Periodic variation of Pauling electronegativities

The tendency of an atom in a molecule to attract the shared pair of electrons towards itself is known as electronegativity. It is a dimensionless quantity because it is only a tendency. The most commonly used scale to measure electronegativity was designed by Linus Pauling. The scale has been named the Pauling scale in his honour. According to this scale, fluorine is the most electronegative element, while cesium is the least electronegative element.

Trend-wise, as one moves from left to right across a period in the modern periodic table, the electronegativity increases as the nuclear charge increases and the atomic size decreases. However, if one moves down in a group, the electronegativity decreases as atomic size increases due to the addition of a valence shell, thereby decreasing the atom's attraction to electrons.

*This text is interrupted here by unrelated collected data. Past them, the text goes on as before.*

PR #1937, opened 2021-07-28
Make sure trace context headers are added only once

eyalkoren:
## What does this PR do?

Make sure trace context headers are added only once to outgoing calls, even if the protocol supports multiple values per header (like in HTTP).
## Checklist

- [x] This is a bugfix


SylvainJuge (approved):
[minor] For HTTP headers, most (if not all) header accessors allow for ready & write operations, thus maybe we could have a helper method or a variant of `propagateTraceContext` that ensure that header has only a single value.

eyalkoren:
> For HTTP headers, most (if not all) header accessors allow for ready & write operations, thus maybe we could have a helper method or a variant of propagateTraceContext that ensure that header has only a single value.

Yes, that's what I wanted to do at first, but then realized that in some cases it's not efficient to read (allocates iterator for example), so using `set` instead of `add` (i.e. override) is cheaper (even though it's not equivalent).
In Spring `RestTemplate` I used a `containsKey` API on a per-header basis. 
In OkHttp you even need to use a different type for reading and writing.
So I ended up doing it case by case, at least for now.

However, in group XIII (boron family), the electronegativity first decreases from boron to aluminium and then increases down the group. It is due to the fact that the atomic size increases as we move down the group, but at the same time the effective nuclear charge increases due to poor shielding of the inner d and f electrons. As a result, the force of attraction of the nucleus for the electrons increases and hence the electronegativity increases from aluminium to thallium.

== Valency ==

The valency of an element is the number of electrons that must be lost or gained by an atom to obtain a stable electron configuration. In simple terms, it is the measure of the combining capacity of an element to form chemical compounds. Electrons found in the outermost shell are generally known as valence electrons; the number of valence electrons determines the valency of an atom.

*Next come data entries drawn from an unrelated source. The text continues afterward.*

PR #1940, opened 2021-07-29
Work-around for Jackson & instrumentation issues on Java15+

SylvainJuge:
## What does this PR do?

Work-around for compatibility issue with Jackson JSON serialization on Java 15 and 16.
~~Also, rollback jackson version to 2.12.x branch to ensure Java7 compatibility (2.13.x is built with Java 8) ([see doc](https://github.com/FasterXML/jackson#active-developed-jackson-2x-branches))~~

Trend-wise, while moving from left to right across a period, the number of valence electrons of elements increases and varies between one and eight. But the valency of elements first increases from 1 to 4, and then it decreases to 0 as we reach the noble gases. However, as we move down in a group, the number of valence electrons generally does not change. Hence, in many cases the elements of a particular group have the same valency. However, this periodic trend is not always followed for heavier elements, especially for the f-block and the transition metals. These elements show variable valency as these elements have a d-orbital as the penultimate orbital and an s-orbital as the outermost orbital. The energies of these (n-1)d and ns orbitals (e.g., 4d and 5s) are relatively close.

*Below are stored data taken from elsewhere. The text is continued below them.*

PR #1948, opened 2021-07-30
Fix Webflux server response status capture

### LINKED ISSUE #1938: WebFlux - transaction has status code 200 where it should be 500
1. spring version 2.2.6 webflux, netty
```
    @Operation(
        summary = "상품 이미지 검색", description = "상품 이미지 검색 api", responses = {
            @ApiResponse(responseCode = "200", description = "상품 이미지 검색 성공", content = @Content(schema = @Schema(implementation = GoodsDTOV1.ImageResponse.class))),
            @ApiResponse(responseCode = "404", description = "상품 이미지 검색 실패", content = @Content(schema = @Schema(implementation = GoodsDTOV1.ImageResponse.class)))
        }
    )
    @GetMapping("/goods")
    @ReactorCacheables(cacheNames = CacheNameConstant.GOODS_IMAGE_LIST, key = "getCacheKey(#method)")
    public Mono<ResponseDTOV2> getGoodsList(@ParameterObject @ModelAttribute @Valid GoodsDTOV1.Search goods) {
        return goodsService.getGoodsList(goods.getUrl(), ImageSearchTypeEnum.getValue(goods.getImageSearchType()))
            .flatMap(goodsImageVO -> {

                final GoodsDTOV1.ImageResponse imageResponse = goodsMapStruct.toDTO(goodsImageVO);

                if (1 == 1) {
                    throw new RuntimeException();
                }

                return Mono.just(
                    ResponseDTOV2.builder().data(imageResponse).build()
                );
            });
    }


Obviously a status 500 internal server error occurred.
In elastic-apm it comes out as 200

```
image

image

```
    @Operation(
        summary = "상품 이미지 검색", description = "상품 이미지 검색 api", responses = {
            @ApiResponse(responseCode = "200", description = "상품 이미지 검색 성공", content = @Content(schema = @Schema(implementation = GoodsDTOV1.ImageResponse.class))),
            @ApiResponse(responseCode = "404", description = "상품 이미지 검색 실패", content = @Content(schema = @Schema(implementation = GoodsDTOV1.ImageResponse.class)))
        }
    )
    @GetMapping("/goods")
    @ReactorCacheables(cacheNames = CacheNameConstant.GOODS_IMAGE_LIST, key = "getCacheKey(#method)")
    public Mono<ResponseDTOV2> getGoodsList(@ParameterObject @ModelAttribute @Valid GoodsDTOV1.Search goods) {

         if (1 == 1) {
                throw new RuntimeException();
         }

        return goodsService.getGoodsList(goods.getUrl(), ImageSearchTypeEnum.getValue(goods.getImageSearchType()))
            .flatMap(goodsImageVO -> {

                final GoodsDTOV1.ImageResponse imageResponse = goodsMapStruct.toDTO(goodsImageVO);



                return Mono.just(
                    ResponseDTOV2.builder().data(imageResponse).build()
                );
            });
    }
```
image

If the exception is outside of mono, it is exposed normally, but if an error occurs inside mono, it does not work properly.

404 is normal
image

SylvainJuge:
## What does this PR do?

Fixes #1938 

We used to instrument two parts of Webflux request processing:
- request dispatch, which wraps request handling
- request handling

This was mostly fine for most cases, but did not worked in the following case:
- using annotated controller that throws an exception during request processing (within mono/flux operator body)
- using an annotated exception handler method

In this case, the transaction was terminated early during the "handling" phase, without having the proper response status code set by the exception handler, which is executed as part of the "dispatch" phase. In practice, it seems that only wrapping the "dispatch" is enough to properly capture the whole HTTP request.

## Checklist

- [x] This is a bugfix


SylvainJuge:
It seems that this PR makes transaction termination less reliable than it previously was, I'm currently investigating what could be the cause here.

SylvainJuge:
It still fails randomly, thus making it back to `draft` status.

SylvainJuge:
Quick status:
- discovered that some random failures were due to cancellation of request processing when client is faster than server and stops listening before the server has actually executed the `onComplete` method that we override, thus some transactions were not properly terminated as neither the `onError` or `onComplete` were being called in this case.
- the fix for that is a bit "ugly" as it simply adds a listener when the subscription is cancelled to properly terminate transaction, and also needs to decrement the reference count when this happens.

I've let the whole test suite running locally for ~45min (about 1800 tests), and did not got a single failure (versus less than 10 executions before getting a failure previously), thus at least we can issue the "works on my machine" certificate.
However, we will likely not include this in the next release (but likely the following) just to let it dry a bit and likely conduct a bit more testing.

eyalkoren:
Why is adding the `CancelTask` "ugly"? Isn't this a proper use of the framework? Asking because it looks good to me, so I wonder if there is a concern I am missing.

apm-agent-plugins/apm-spring-webflux/apm-spring-webflux-plugin/src/main/java/co/elastic/apm/agent/springwebflux/TransactionAwareSubscriber.java
```diff
@@ -218,7 +181,26 @@ private void doExit(boolean discard, String method, @Nullable Transaction transa
...
+        debugTrace(true, "cancelTransaction", transaction);
+        try {
+            if (transaction == null) {
+                return;
+            }
+
+            WebfluxHelper.endTransaction(null, transaction, exchange);
+
+            // not 100% sure to understand why it's required, but without it recycling reference count
+            // is always off by one when transaction get cancelled
```
eyalkoren, line 197: This is something we must figure out. Could it be that the transaction was activated but not deactivated in this scenario?

Regardless to this specific (I think), this class stores transaction references in the `transactionMap`, but we do not reflect that in the reference counting. The ref count needs to be incremented when the transaction is added to the map and decremented when removed.

SylvainJuge: After a bit much more investigation following our discussion today, this extra decrement is required because the transaction is not being properly de-activated (which is expected).

- We can't simply limit activation to the wrapped method bodies (`onSubscribe`, `onNext`, `onComplete`, `onError`) like with the reactor plugin because otherwise we have failing tests, for example trying to set a custom transaction name with annotated controllers.
- as it seems to already work better like this, I would suggest to keep it as-is and revisit this later if that becomes an issue.
- there might be other ways to cover the "set custom transaction name" test, for example by wrapping/instrumenting, but that would require some further investigation and investment.
- I think it could have been a bit easier if the "current transaction" was being accessible through Webflux context storage instead of relying on current thread state and activation/deactivation events (but that would be a major change).

As `transactionMap` is an instance of `SpanConcurrentHashMap`, the reference count is already managed by the map implementation.

felixbarny: > there might be other ways to cover the "set custom transaction name" test, for example by wrapping/instrumenting, but that would require some further investigation and investment.

If that allows us to get rid of the unsafe pattern of activating a span in one place and deactivating it somewhere else in favor of activating/deactivating in something resembling a try/finally block, I think that'd be well worth it.

> I think it could have been a bit easier if the "current transaction" was being accessible through Webflux context storage instead of relying on current thread state and activation/deactivation events

We have to explicitly activate so that automatically created spans for HTTP clients connect to the WebFlux transaction, for example. But maybe we can internally rely on the context: For example, before the controllers are called, we can instrument that part of the dispatching, get the transaction from the WebFlux context and activate it.

SylvainJuge:
Update: found a way to propagate "active context" by using reactor context storage, which allows to keep a reference on the active transaction without relying on having it active on current thread.
As a result, we don't have to keep any transaction active between calls on methods `onSubscribe` and `onComplete` or `onError`, which then required an extra reference count decrement due to the lack of proper deactivation of the transaction.

Next (and hopefully final) step: see if we could handle cancellation differently by wrapping the `Subscription` instance, as it would allow to handle cancellation cleanup without having to register a callback.

apm-agent-core/src/test/java/co/elastic/apm/agent/AbstractInstrumentationTest.java
```diff
@@ -150,17 +150,21 @@ protected static void flushGcExpiry(WeakConcurrentMap<?, ?> map, int count) {
...
             long duration = System.currentTimeMillis() - start;
-            System.out.printf("flushGcExpiry - after gc execution %d ms%n", duration);
-            try {
-                Thread.sleep(1);
-            } catch (InterruptedException e) {
-                // silently ignored
+            System.out.printf("flushGcExpiry - after gc execution %d ms (%d/%d) %n", duration, index, count);
+            if (count > 1 && index < count) {
+                try {
+                    Thread.sleep(5);
```
SylvainJuge, line 161: [for reviewer] I'm not sure if the delay increase makes any difference here

apm-agent-plugins/apm-reactor-plugin/src/main/java/co/elastic/apm/agent/reactor/TracedSubscriber.java
```diff
@@ -52,10 +53,20 @@
...
 
+    private final Context context;
+
     TracedSubscriber(CoreSubscriber<? super T> subscriber, Tracer tracer, AbstractSpan<?> context) {
         this.subscriber = subscriber;
         this.tracer = tracer;
         contextMap.put(this, context);
+
+        // store our span/transaction into reactor context for later lookup without relying on active tracer state
+        this.context = subscriber.currentContext().put(AbstractSpan.class, context);
```
SylvainJuge, line 64: [for reviewer] Reactor context is an immutable structure, thus we have to keep a reference. Given the context instance is tied to this class instance, there is no need to increment/decrement reference count.

apm-agent-plugins/apm-reactor-plugin/src/main/java/co/elastic/apm/agent/reactor/TracedSubscriber.java
```diff
@@ -236,8 +247,14 @@ static boolean isHookRegistered() {
...
                 }
 
+                // use active span/transaction if directly active
                 AbstractSpan<?> active = tracer.getActive();
 
+                // fallback to using context-stored span/transaction if not already active
+                if (active == null) {
+                    active = subscriber.currentContext().getOrDefault(AbstractSpan.class, null);
+                }
+
```
SylvainJuge, line 257: [for reviewer] this is what allows Reactor context propagation to retrieve the current context when it's not directly active, but has been stored, which happens when the wrapping occurs outside of any of the wrapped methods.

apm-agent-plugins/apm-spring-webflux/apm-spring-webflux-plugin/src/main/java/co/elastic/apm/agent/springwebflux/HandlerAdapterInstrumentation.java
```diff
@@ -98,31 +98,20 @@ public static Object onEnter(@Advice.Argument(0) ServerWebExchange exchange,
...
-                // without the need to use wrapping
+                // in transaction has been made no-op, we must still deactivate it
                 transaction.deactivate();
-                return resultMono;
             }
-
-            // in case an exception it thrown, it's too early to end transaction
-            // otherwise the status code returned isn't the expected one
-
-            return WebfluxHelper.wrapHandlerAdapter(tracer, resultMono, transaction, exchange);
```
SylvainJuge, line 122: [for review] this wraps the request processing, which is not necessary as we instrument the "dispatcher" which includes this.

apm-agent-plugins/apm-spring-webflux/apm-spring-webflux-plugin/src/main/java/co/elastic/apm/agent/springwebflux/TransactionAwareSubscriber.java
```diff
@@ -99,17 +60,35 @@
...
+
+        // store transaction into subscriber context it can be looked-up by reactor when the transaction
+        // is not already active in current thread.
+        this.context = subscriber.currentContext().put(AbstractSpan.class, transaction);
+    }
+
+    @Override
+    public Context currentContext() {
+        return context;
+    }
```
SylvainJuge, line 81: [for reviewer] this is exactly like with `TracedSubscriber`

apm-agent-plugins/apm-spring-webflux/apm-spring-webflux-plugin/src/main/java/co/elastic/apm/agent/springwebflux/TransactionAwareSubscriber.java
```diff
@@ -99,17 +60,35 @@
...
+
+    @Override
+    public void request(long n) {
+        subscription.request(n);
+    }
+
+    @Override
+    public void cancel() {
+        subscription.cancel();
+        cancelTransaction();
```
SylvainJuge, line 91: [for reviewer] When `onSubscribe` is called, we capture the original subscription and delegate in order to handle cancellation directly without extra callback.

== Metallic and non-metallic properties ==
Metallic properties generally increase down the groups, as decreasing attraction between the nuclei and outermost electrons causes these electrons to be more loosely bound and thus able to conduct heat and electricity. Across each period, from left to right, the increasing attraction between the nuclei and the outermost electrons causes the metallic character to decrease. In contrast, the nonmetallic character decreases down the groups and increases across the periods.

== Nucleophilicity and electrophilicity ==

Electrophilicity refers to the tendency of an electron-deficient species, called an electrophile, to accept electrons. Similarly, nucleophilicity is defined as the affinity of an electron-rich species, known as a nucleophile, to donate electrons to another species. Trends in the periodic table are useful for predicting an element's nucleophilicity and electrophilicity. In general, nucleophilicity decreases as electronegativity increases, meaning that nucleophilicity decreases from left to right across the periodic table. On the other hand, electrophilicity generally increases as electronegativity increases, meaning that electrophilicity follows an increasing trend from left to right on the periodic table. However, the specific molecular or chemical environment of the electrophile also influences electrophilicity. Therefore, electrophilicity cannot be accurately predicted based solely on periodic trends.